Problem requirements →
Each line below that holds the word "identifier" counts once; state the total number of such lines and nothing else.

(Collected data)

PR #810, opened 2021-07-28
Allow mdadm read iscsi pid files

zpytela:
The mdadm command needs to read /run/initiatorname.iscsi file which is
created by dracut-cmdline executed from initramfs. After loading SELinux
policy and switchroot, /run is relabeled, so no file transition needs to
be set, having the default file context entry should be enough.

The iscsi_read_pid_files() interface was added.

type=AVC msg=audit(22.1.2021 18:23:19.833:17) : avc:  denied  { getattr } for  pid=972 comm=mdadm path=/run/initiatorname.iscsi dev="tmpfs" ino=12569 scontext=system_u:system_r:mdadm_t:s0 tcontext=system_u:object_r:var_run_t:s0 tclass=file permissive=0
type=SYSCALL msg=audit(22.1.2021 18:23:19.833:17) : arch=x86_64 syscall=stat success=no exit=EACCES(Operace zamítnuta) a0=0x55e616c2ce90 a1=0x7ffc88132660 a2=0x7ffc88132660 a3=0x100 items=0 ppid=1 pid=972 auid=unset uid=root gid=root euid=root suid=root fsuid=root egid=root sgid=root fsgid=root tty=(none) ses=unset comm=mdadm exe=/usr/sbin/mdadm subj=system_u:system_r:mdadm_t:s0 key=(null)

### DIFF
--- a/policy/modules/contrib/iscsi.if
+++ b/policy/modules/contrib/iscsi.if
@@ -208,3 +208,22 @@ interface(`iscsi_admin',`
 	files_search_tmp($1)
 	admin_pattern($1, iscsi_tmp_t)
 ')
+
+########################################
+## <summary>
+##	Read iscsi PID files.
+## </summary>
+## <param name="domain">
+##	<summary>
+##	Domain allowed access.
+##	</summary>
+## </param>
+#
+interface(`iscsi_read_pid_files',`
+	gen_require(`
+		type iscsi_var_run_t;
+	')
+
+	allow $1 iscsi_var_run_t:file read_file_perms;
+	files_search_pids($1)
+')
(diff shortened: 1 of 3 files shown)


policy/modules/contrib/iscsi.if
```diff
@@ -208,3 +208,22 @@ interface(`iscsi_admin',`
...
+##	</summary>
+## </param>
+#
+interface(`iscsi_read_pid_files',`
+	gen_require(`
+		type iscsi_var_run_t;
+	')
+
+	files_search_pids($1)
+	read_files_pattern($1, iscsi_var_run_t, iscsi_var_run_t)
```
ghost: nit but i will mention it anyway. The applicable file context specification do not mention any directories with type iscsi_var_run_t and so this interface adds a redundant rule to the policy for each caller. It is inefficient but it also distracts when reading the policy because there is a inconsistency when comparing the file context with the rules expanded from this interface.

ie. i would use the read_file_perms permission set instead of the read_files_pattern pattern

zpytela: Thank you for the feedback. I considered using just the permission set and then chose pattern instead for the sake of consistency as almost every _read_pid_files interface uses pattern even when not necessary.

PR #195, opened 2024-04-01
Minimise number of RPC calls made while syncing

area:
## Explanation

While exploring the possibility of deploying on Arbitrum, a make-or-break issue was found with the block ingestor:

screenshot-2024-04-01_16-13-08

This is primarily because blocks on Arbitrum are 25x more frequent than they are on Gnosis (five-per-second and one-per-five-seconds, respectively). The block ingestor was able to process 100 blocks per 10-12 seconds; this is enough to keep pace and eventually sync, but if a resync was ever required (which it will be) it would have been essentially impossible.

From initial testing, this PR appears to increase the syncing performance of the block ingestor by a factor of 40 or 50, at least in the regime where most blocks do not contain transactions of interest and we have few if any colonies tracked. This makes syncing much more comfortable. There are some optimisations that will help once those assumptions are not true somewhere on Raul's machine - we could add them in this PR, or later (though today I have learned that Arbitrum blocks [will never be empty](https://www.degencode.com/p/decoding-the-arbitrum-sequencer-feed#%C2%A7l-and-l-messages), so that would only be a benefit for chains where that could be true).

## Approaches taken
The main reason for syncing being as slow as it was is due to the number of RPC requests made, and so I have done my best to remove as many as I can:

### `blockListener.js`
When started, the block ingestor would start `trackMissedBlocks`. This made a `getBlock` call for every block that was missing, until the `blocksMap` was filled with all the blocks that we were going to need. However, at this early point in the ingestion, we don't actually need that information, and we might not need it at all. So instead, we just track the most recent block we've seen (i.e. the block with the biggest number). I realise that this backfilling was non-blocking, but if there's no need to make the requests, we may as well not.

### `blockProcessor`
In `processNextBlock`, we call `getLogs` for the block. But instead, we can call `getLogs` for (as implemented here) up to 1000 blocks, and store them until we need them.

I also have resolved a TODO around `blocksMap`, and delete a block we've finished processing from it.

### `events.ts`
This is the only place we actually need the block hash and timestamp - if we are processing a block that has an event we're interested in. Now we can reasonably call `getBlock` if we need to, and store the result in case we need it later.

## Other notes

In summary, when we are syncing blocks that contain no colony events, this PR moves us from making 2 RPC requests per block to 1/1000 RPC requests per block, which results in a significant speedup. When we are synced, this seems to move to about 1/80 RPC requests per block, which is a function of the polling interval in ethers.

There's a lot of logging around the sync status that I introduced. I'm happy to remove or alter it, but it was extremely useful!

I'm not sure where to make this PR to - either `master-arbitrum` or `master`. I assume we want these improvements on `master` eventually, but for right now I don't know.

I am still a little apprehensive about the improvement seen here, and am worried I've optimised something critical out, but I've tested it locally and it seems to work, and also picked up a colony being created when we ran it through some very limited testing on the Arbitrum Sepolia test deployment.

flex

### DIFF
--- a/src/blockListener.ts
+++ b/src/blockListener.ts
@@ -6,15 +6,19 @@ import { processNextBlock } from '~blockProcessor';
 /**
  * Map storing blocks that have been either picked up by the block listener
  * or missed blocks tracking
- * @TODO: Explore the possiblity of removing blocks once they've been processed
+ * Blocks are removed once processed by a call to .delete in the blockProcessor
  */
 export const blocksMap = new Map<number, Block>();
+let latestSeenBlockNumber = 0;
+
+export const getLatestSeenBlockNumber = (): number => latestSeenBlockNumber;
+// export const blocksMap = new Map<number, boolean|Block>();
 
 export const startBlockListener = (): void => {
   provider.on(EthersObserverEvents.Block, async (blockNumber: number) => {
     try {
-      const block = await provider.getBlock(blockNumber);
-      blocksMap.set(block.number, block);
+      // For now, we just track that this block exists.
+      latestSeenBlockNumber = Math.max(latestSeenBlockNumber, blockNumber);
 
       output(`Block ${blockNumber} added to the queue`);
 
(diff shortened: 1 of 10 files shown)


rdig (approved):
Nicely done. Merging

PR #196, opened 2024-04-04
Advanced Payments API: Return info about Cancel action

jakubcolony:
https://github.com/JoinColony/colonyCDapp/pull/2132


iamsamgibbs (approved):
All works as expected, just need to get rid of those pesky console logs!

PR #197, opened 2024-04-05
Fix: incorrect latest colony version in the DB

jakubcolony:
https://github.com/JoinColony/colonyCDapp/pull/2162

PR #202, opened 2024-04-11
Fix: Incorrect colony version (Arbitrum deployment)

jakubcolony:
This PR applies fix from #197 to `master-arbitrum` branch.


rdig (approved):
So this inadvertently solves a issue we actually with new deployments, that the colony version doesn't get picked up from the contracts (extensions do however), and has to be seeded manually

Nicely done

PR #203, opened 2024-04-11
Refactor: Event listeners

jakubcolony:
This PR refactors the way events are handled in block-ingestor. Previously, after matching an event with an active listener, the event was passed to `eventProcessor` which was effectively a massive `switch` statement over event signature. The downside of this solution was that it was quite difficult to add more than one listener per event signature, even if the filters such as contract address were completely different. This became particularly apparent while discussing the multisig feature, as both extensions share event signatures.

From now, handlers are "attached" to listeners which allows for more granular control over what gets called when. Additionally, the listener gets passed to the handler which made the concept of "additional properties" obsolete.

It's a mid-size refactor, as usual I tried not to make any functional changes outside of the scope. That being said, a lot of handlers were modified in some way.

## Testing

Run create data script. Test the main flows such as colony creation, most popular actions, motions, balances, members etc.


iamsamgibbs (approved):
Seems good to me! All the code changes look sensible and make sense. Tested a bunch of actions in the CDapp, installed some extensions, made a new colony, all seems to be working fine. Good job! 🎉

src/handlers/expenditures/expenditureMadeStaged.ts
```diff
@@ -1,22 +1,21 @@
...
   UpdateExpenditureMutationVariables,
 } from '~graphql';
-import { ContractEvent } from '~types';
-import { getExpenditureDatabaseId, output, toNumber, verbose } from '~utils';
+import { EventHandler } from '~types';
+import { getExpenditureDatabaseId, toNumber, verbose } from '~utils';
 
-export default async (event: ContractEvent): Promise<void> => {
-  const { colonyAddress } = event;
+export const handleExpenditureMadeStaged: EventHandler = async (
```
bassgeta, line 12: not sure how much overhead this would add, but should we type this specific function differently, so it receives an `ExtensionEventListener` in the parameter type definition?

bassgeta: Maybe we could have different event handlers typed and reuse those,
so we have a `ExtensionEventHandler` which gets a listener that's of the type `ExtensionEventListener`

Then we can have a general `EventHandler` type which would just be a union of all different types?

bassgeta (approved):
Looks slick, worked for me when I tried creating some actions and create-data ran over without any issues :tada: 
Just left a comment if we feel like doing it, it would get rid of the `listener as ExtensionEventListener` statements we have in some parts

src/handlers/expenditures/expenditureMadeStaged.ts
jakubcolony: I've tried that initially and battled it tonight but generics in union types defeated me again. 

The problem here is that on one hand, we want to make listeners discriminated by handler type, but each handler can be used by multiple listener types - e.g. `ExpenditureCancelled` can be emitted by either colony or extension.

The most correct approach would be to narrow down the listener type but it feels like a bit of an overkill (you'd need a function, if check, etc.)

PR #204, opened 2024-04-16
[Multi-sig] feat: implement installation and global configuration of the multi-sig extension

bassgeta:
[The CDapp PR](https://github.com/JoinColony/colonyCDapp/pull/2229)

### DIFF
--- a/src/eventProcessor.ts
+++ b/src/eventProcessor.ts
@@ -54,6 +54,7 @@ import {
   handleColonyMetadataDelta,
   handleMotionEventSet,
 } from './handlers';
+import { handleMultiSigGlobalThresholdUpdated } from '~handlers/multiSig';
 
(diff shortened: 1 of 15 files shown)


src/eventProcessor.ts
```diff
@@ -75,6 +77,7 @@ export default async (event: ContractEvent): Promise<void> => {
     );
   }
 
+  output('dobijo ja event brate', event.signature);
```
iamsamgibbs, line 80: Output to remove

iamsamgibbs (approved):
Reviewed at the same time as CDapp#2229 - code looks good here too! Will need to be refactored to match #203 when that is possible.

ArmandoGraterol (approved):
If this isn't good, I don't know what is!

PR #208, opened 2024-04-22
Update default root domain colour

davecreaser:
## Changes

- Update of the generated code following this PR: https://github.com/JoinColony/colonyCDapp/pull/2269
- Change the default colour of the root domain on colony creation

## Testing

- First, ensure that the CDapp PR is merged, or that you're running it all locally with both branches.
- Create a new colony
- Check that the colour of the General domain is blue-400

### DIFF
--- a/src/graphql/generated.ts
+++ b/src/graphql/generated.ts
@@ -1490,6 +1490,20 @@ export type CreateTransactionInput = {
   titleValues?: InputMaybe<Scalars['String']>;
 };
 
+/** Input data for creating a unique Colony within the Colony Network. Use this instead of the automatically generated `CreateColonyInput` input type */
+export type CreateUniqueColonyInput = {
+  /** Unique identifier for the Colony. This is the Colony's contract address */
+  colonyAddress: Scalars['ID'];
+  /** User id of creator to associate with further invite codes */
+  initiatorAddress: Scalars['ID'];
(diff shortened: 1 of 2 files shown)


src/graphql/generated.ts
```diff
@@ -1490,6 +1490,20 @@ export type CreateTransactionInput = {
...
+  /** User id of creator to associate with further invite codes */
+  initiatorAddress: Scalars['ID'];
+  /** Unique identifier for the Colony's native token (this is its address) */
+  tokenAddress: Scalars['ID'];
+  /** The transaction hash of colony creation transaction */
+  transactionHash: Scalars['String'];
+  /** Type of the Colony (regular or MetaColony) */
+  type?: InputMaybe<ColonyType>;
+};
+
```
jakubcolony, line 1506: Similarly to CDapp codegen will need to be run again

jakubcolony (changes requested):

iamsamgibbs (changes requested):
All looks good! Just a codegen re-run as Jakub already mentioned.

iamsamgibbs (approved):
Looks good to me! Those extra deletions look like they're leftover from a previous change and are no longer needed so can be removed here.

jakubcolony (approved):

PR #213, opened 2024-05-01
Optimize Block Processing

rdig:
> ## Disclamer
>
>
>

## Current PR Details

Most, well... rather all work in this PR has been actually done by @area so all kudos go to him.

This change comes as a response to our Arbitrum deployment and it's way faster block speeds _(`250ms` / block)_, which was way more faster than we were equipped to handle _(gnosis has a `5sec` / block interval)_.

To improve the block ingestor to handle these new speeds, Alex made block processing in batches _(configurable via a ENV variable)_, and just handling the relevant logs from that batch. This comes a improvement over old version of processing each block individually, as well as fetching logs for each block, even if they were not relevant to the ingestor.

## Testing

Testing this is kinda tricky since you won't be able to actually get close to those kind of speeds locally, but you can check the output of the ingestor and see the batching in action. You should see a lot of blocks being added to the queue and one batch to process them. Every `BLOCK_PAGING_SIZE` block you should also see a message telling you how long it took to process that batch of blocks

### DIFF
--- a/.env.example
+++ b/.env.example
@@ -11,3 +11,7 @@ AWS_APPSYNC_KEY=da2-fakeApiId123456
 NODE_ENV=development
 
 BLOCK_TIME=5 # in seconds
+
+# Number of blocks to process in a single batch
+# Helps greatly with fast networks (ie: Arbitrum)
+BLOCK_PAGING_SIZE=1000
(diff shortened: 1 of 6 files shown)


iamsamgibbs (approved):
Looks good to me!

Screenshot 2024-05-03 at 22 25 15

PR #214, opened 2024-05-01
Fix Colony Creation (on networks with faster block time)

rdig:
> ## Disclamer
>
>
>

## Current PR Details

This is actually just a fix of the `tryFetchGraphqlQuery` util _(work done by @jakubcolony)_ which is used to "wait" until a colony's metadata exist, then proceed with the creation. This piece of logic was used to separate chain created colonies from UI created colonies.

However, this util was actually broken, but due to the slower speeds of Gnosis, it was never revealed. Only on Arbitrum, with it's faster block times, did this problem actually surface.

## Testing

Testing this is kinda tricky since you won't be able to actually get close to those kind of speeds locally, but just creating a colony should do the trick. If your colony gets created, then you're all good.


iamsamgibbs (approved):
Seems good! Tested and was able to create a new colony.

PR #215, opened 2024-05-01
Fix OneTxPayment Expenditure Balance Not Updating

rdig:
> ## Disclamer
>
>
>

## Current PR Details

All of the work here was done by @jakubcolony so all kudos go to him.

This fixes a issue where an amount being payed out of the colony would decrease the colony's balance for twice that amount.

This was due to a issue where the simple payment's expenditure _(one tx payment's expenditure)_ was not being updated properly, and showing a negative value. 

Combine that with the balance being fetched by lambdas with the payment value already subtracted, and the expenditure balance "added" to the (already subtracted) balance, and presto change-o you have double the amount removed

## Testing

Create a fresh colony [via the UI](https://github.com/JoinColony/colonyCDapp/pull/2308), mint a memorable amount _(`100` or `1000`)_. Create a payment for yet another memorable amount _(`10` or something)_.

Look up the expenditure in the database via the graphql explorer, it should have the balance `0`. Any other value in there means this is still broken. _(for one OneTX Payments, other expenditure types, can have non-zero values)_

Screenshot from 2024-05-01 13-32-14

Screenshot from 2024-05-01 13-33-58

Look up, via the UI](https://github.com/JoinColony/colonyCDapp/pull/2308), the colony's balance table, which should should your initial minted amount, minus the payment amount _(if it shows double the payment amount, then this is still broken)_

Screenshot from 2024-05-01 13-35-23

Contributes to JoinColony/colonyCDapp#2298


iamsamgibbs (approved):
Tested with CDapp#2308

PR #217, opened 2024-05-03
Feat: Cancel streams using permissions

iamsamgibbs:
[See CDapp counterpart](https://github.com/JoinColony/colonyCDapp/pull/2321)


jakubcolony (changes requested):
Looking great, just a small comment around fetching from the chain after which it should be good to go!

jakubcolony (approved):
LGTM

rdig (approved):
All good

PR #218, opened 2024-05-07
Fix: Fund expenditure motion does not get created in the DB

jakubcolony:
https://github.com/JoinColony/colonyCDapp/pull/2330


rdig (approved):
Tested via JoinColony/colonyCDapp#2330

Final answer →
2